Monday, December 22, 2008
I don't know about you, but I'm tired of plastic. I'm talking about those ubiquitous cards that you can buy in lieu of something of beauty, an object. I was shopping this morning at Ralph's, our local grocery store chain, and came to the end of an aisle that was anchored by a post, a column of literally hundreds of these plastic cards. Olive Garden, American Express, McDonald's, Nordstrom, Kohl's, the list goes on and on and the vast array of amounts -- $5, $10, $25, $50, $100 -- was bewildering.
I hate gift cards.
I'm no stranger to credit cards and pack a lot of plastic in my own wallet. But this custom of giving someone a gift card instead of a gift just really bugs me. If it weren't for the luxury of a blog, I might just think about this endlessly, an interior kvetch as I went about my day, and forgive me if you think I should be writing about more important things. Like Sophie, my disabled daughter, for instance. Or the joys of parenting two wild and crazy little boys. Or maybe The Husband -- fertile ground, there.
But I want to talk about my growing disdain for gift cards. I want to be brutally honest.
I hate gift cards. I think they're easy and lazy and thoughtless. They're ugly, too. I've bought my fair share of gift cards for other people, and I always feel uncomfortable with it, like I haven't really given a shit and I might as well just get a giftcard. Buying gift cards makes me think of the long lines at Kmart, the people who go to Best Buy in the wee hours of the morning the day after Thanksgiving, the mindless texting of the teenager, the person walking her dog with a Bluetooth hanging from her ear, yakking into the air. Buying a gift card makes me think of the many I have in my own wallet, the $1.34 I have left on a Starbucks one, the $13.56 I have on an H&M. I have bits and pieces of plastic right now taking up space in my wallet.
I realize that this is a "fancy person's problem," as my friend Debra calls it. My friend Johanna and I might call it a "bourgeois complaint." But this is a blog, so I don't care. And if a person visiting it thinks this blog is written by a shallow, dull woman, well, they should just check out some of my other posts. (You'll get your insight, new reader, trust me -- the depths of feeling and horror that I plumb are infinite).
But I digress.
I want the person buying me a gift to really think about ME. About what I'd like. I want to have dropped hints for a while, have browsed through some fabulous store or website and that person who's going to buy me a gift just knows that I'd like it.

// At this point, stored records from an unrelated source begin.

PR #872, opened 2020-05-16
Reconnect on connection error

pajlada:
Previously if a connection error handled during the actual "connection phase" (e.g. connection timed out, connection refused), we ignored it and never tried to connect again.

This attempts to remedy that, although it's not something I have set up a test case for but it worked for Leppunen once babyrage

Pull request checklist:

### DIFF
--- a/pajbot/managers/connection.py
+++ b/pajbot/managers/connection.py
@@ -91,7 +91,7 @@ class ConnectionManager:
 
             return True
         except:
-            log.exception("Connection failed, retrying")
+            log.exception("Failed to open connection, retrying")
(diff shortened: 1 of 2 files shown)


pajbot/managers/connection.py
```diff
@@ -91,24 +91,22 @@ def start(self):
 
             return True
         except:
-            log.exception("babyrage")
+            log.exception("Connection failed, retrying")
```
RAnders00, line 94:
```suggestion
            log.exception("Failed to open connection, retrying")
```

"Connection failed" to me sounds like we had a connection, but it failed later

Or maybe it's handmade and weird and creative. One of my favorite gifts that I ever got was from an old ex-husband (I have about a hundred of them). It was a book of Buddhist poems from a used bookstore, and he'd underlined one of them in the Table of Contents. When I went to the page, there was the most perfect, beautiful poem. Something about the moon. And me and him, probably.
Lest you think I'm a complete bitch, I don't want to go out and buy a bunch of giftcards, either. I want to carefully choose something for those I love and appreciate. I want to actually take the time and do it. Call me insane but I'm yearning for a time when Christmas gifting was more than a slew of plastic to be spent at a later date. In fact, I'd rather get some crazy ugly Christmas sweater with bears golfing or something than a gift card. Just think of the stories that sweater would tell.